You know how sometimes you're reading a book (or watching a movie) and you notice that one of the characters is about to do something incredibly stupid and all you want to do is reach into the pages (or into the screen) and shake some common sense into them? A Living Nightmare, the first book in the Cirque du Freak series by Darren Shan, is a series of random circumstances where the narrator does just that, hereby digging himself deeper and deeper. You know it's not going to end well.
Here we meet a young Darren Shan recounting supposedly "true" events of his misspent youth. He has an unhealthy obsession with spiders and is a bit of a brat to his parents and teachers. He and his best friend score tickets to a show promising (and delivering) real, live "freaks," one of which happens to be a vampire with a deadly spider trained to perform parlour tricks.
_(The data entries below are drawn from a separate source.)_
PR #371, opened 2019-03-13
obelisk-route: add SetRoute instance for RequesterT

ali-abrar:


cgibbard:
How did we... not... already need this? :D

PR #373, opened 2019-03-16
 Provide access to cookies pre- and post-hydration

ali-abrar:


ali-abrar:
This makes it possible to "hydrate" widgets that depend on cookies, rather than having to hide those widgets under `prerender` calls.

ali-abrar:
Just needed to ifdef out MonadJSM on ghcjs. Builds fine for me now, but let's see what hydra (eventually) says.

PR #577, opened 2019-12-06
Add warning to obeliskEnvs.command which caused major confusion

3noch:


default.nix
```diff
@@ -106,7 +106,9 @@ in rec {
   pathGit = ./.;  # Used in CI by the migration graph hash algorithm to correctly ignore files.
   path = reflex-platform.filterGit ./.;
   obelisk = ghcObelisk;
-  obeliskEnvs = ghcObeliskEnvs;
+  obeliskEnvs = ghcObeliskEnvs // {
```
matthewbauer: Maybe we should just filter ghcObelisk for just the `obelisk-*` attrs? I'm not sure whether we have similar collisions like this.

3noch: Good idea

ingenieroariel:
@Ericson2314 what are your thoughts on this?

default.nix
3noch: I did this instead.

Issue #232, opened 2018-10-01
`ob` command handoff doesn't happen on Fedora without user intervention.


danbornside:
Fedora has, by default, a per-user umask of `0002` instead of the more restrictive `0022`.  so when someone on such a configuration does a git-checkout of an obelisk project, the obelisk thunk ends up with permissions of `775`, but the obelisk command refuses to hand-off if any of those directories (`.`, `.obelisk` or `.obelisk/impl`) are group writable.

It would be much nicer if `ob` honored the umask, checking that traversed directories are at least as restrictive as `umask | 0002`

danbornside:
To add insult to injury, even if you had chmoded the relevant dirs, if you happen to `ob thunk unpack ... ob thunk pack`, the file permissions revert to whatever is determined by the umask, and handoff stops working again.

3noch:
So the solution would be care as much about group-writable as the umask does. We'd still put our foot down about world writable though, as you suggest.

3noch:
This was fixed in #578

PR #578, opened 2019-12-10
Make obelisk respect the system umask

meditans:
Fixes https://github.com/obsidiansystems/obelisk/issues/232

### DIFF
--- a/lib/command/src/Obelisk/Command/Project.hs
+++ b/lib/command/src/Obelisk/Command/Project.hs
@@ -15,6 +15,7 @@ module Obelisk.Command.Project
   , toImplDir
   ) where
 
+import Control.Concurrent.MVar (MVar, newMVar, withMVarMasked)
 import Control.Monad
 import Control.Monad.IO.Class (liftIO)
 import Control.Monad.State
@@ -24,7 +25,8 @@ import qualified Data.Text as T
 import System.Directory
 import System.FilePath
 import System.IO.Temp
-import System.Posix (FileStatus, UserID, deviceID, fileID, fileMode, fileOwner, getFileStatus, getRealUserID)
+import System.IO.Unsafe (unsafePerformIO)
+import System.Posix (FileStatus, FileMode, CMode (..), UserID, deviceID, fileID, fileMode, fileOwner, getFileStatus, getRealUserID)
 import System.Posix.Files
 import System.Process (CreateProcess, cwd, proc, waitForProcess, delegate_ctlc)
 
@@ -34,6 +36,7 @@ import GitHub.Data.Name (Name)
 import Obelisk.App (MonadObelisk)
 import Obelisk.CliApp
 import Obelisk.Command.Thunk
+
 --TODO: Make this module resilient to random exceptions
 
 --TODO: Don't hardcode this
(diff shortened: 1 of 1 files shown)


lib/command/src/Obelisk/Command/Project.hs
```diff
@@ -137,12 +138,29 @@ findProjectObeliskCommand target = do
         ]
       return Nothing
 
+-- We need the umask not be too strict with the group permissions on the folders
+-- Obelisk is using, since some systems have a default umask of 0002 instead of
+-- 0022, and we want to respect that. Since we have to set the umask to read it,
```
3noch: Please put this warning as part of the docs for `getDefaultUmask`.

lib/command/src/Obelisk/Command/Project.hs
```diff
@@ -137,12 +138,29 @@ findProjectObeliskCommand target = do
...
+-- because of http://man7.org/linux/man-pages/man2/umask.2.html#NOTES we have to
+-- be careful to call this operation in the initial single-threaded part of the
+-- program.
+
+-- | Get the umask for the Obelisk process.
+getDefaultUmask :: IO FileMode
+getDefaultUmask = do
+  initialMask <- setFileCreationMask safeUmask
+  void (setFileCreationMask initialMask)
+  pure initialMask
```
3noch: I would feel better about this if we had a global `MVar` to make sure this is atomic.

lib/command/src/Obelisk/Command/Project.hs
```diff
@@ -193,6 +214,17 @@ walkToImplDir projectRoot myUid = do
...
+isOwnedBy :: FileStatus -> UserID -> Bool
+isOwnedBy s uid = fileOwner s == uid
+
+-- | Check to see if a directory respect the umask, but check explicitly that
+-- it's not world writable in any case.
+respectsUmask :: FileStatus -> FileMode -> Bool
+respectsUmask s umask = isNotWorldWritable && umaskRespected
+  where
+    isNotWorldWritable = fileMode s .&. 0o02 == 0
+    umaskRespected = fileMode s .&. umask == 0
```
3noch: It seems it would be theoretically possible for a file to *not* be world writable but for the umask to make files world writable. In this case we should be fine with the file since it's not *actually* world-writable.

lib/command/src/Obelisk/Command/Project.hs
3noch: This might be one of the very few places where an *actual* global would be appropriate--because the race condition inherent to the system call itself.

```haskell
globalUmaskLock :: MVar ()
globalUmaskLock = unsafePerformIO (newMVar ())
{- NOINLINE globalUmaskLock -}
```

meditans: Perfect, implemented

lib/command/src/Obelisk/Command/Project.hs
meditans: Done

lib/command/src/Obelisk/Command/Project.hs
```diff
@@ -199,20 +205,21 @@ walkToProjectRoot this thisStat mDesiredUmask myUid = liftIO (doesDirectoryExist
...
---TODO: Is there a better way to ask if anyone else can write things?
---E.g. what about ACLs?
--- | Check to see if directory is only writable by a user whose User ID matches the second argument provided
-isWritableOnlyBy :: FileStatus -> UserID -> Bool
-isWritableOnlyBy s uid = fileOwner s == uid && fileMode s .&. 0o22 == 0
+-- | Check to see if directory is writable by a user whose User ID matches the
+-- second argument provided, and if the fact that other people can write to that
+-- directory is in accordance with the umask of the system, passed as the third
+-- argument.
+isWellOwnedAndWellMasked :: FileStatus -> UserID -> FileMode -> Bool
```
3noch: "WellMasked" doesn't seem quite right. The mask affects what permissions are assigned by default.  But once the file is created it's no longer using a mask...it just has permissions. Maybe `hasSafePermissions` or something...

3noch:
Merged to `qa`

While his bestie can only think of becoming a vampire himself (a request which is refused), Darren wants the spider. He steals the creature, which bites his friend, and then is actually surprised when the vampire comes back looking for his eight-legged pet. You know it's not going to end well. And...well, it doesn't.
With A Living Nightmare, Shan seems to be trying a little too hard to be scary/gross/macabre. There are many instances where horrific things are described in detail. Unfortunately, the book reads more like a grocery/wish list of things the author would like to have in the story. It doesn't put the reader INTO the story and, therefore, is not scary/gross/macabre. Characters are unlikable and one-dimensional, dialogue is stilted, and plot is shallow and predictable. Overall, the book fails to deliver. Not recommended.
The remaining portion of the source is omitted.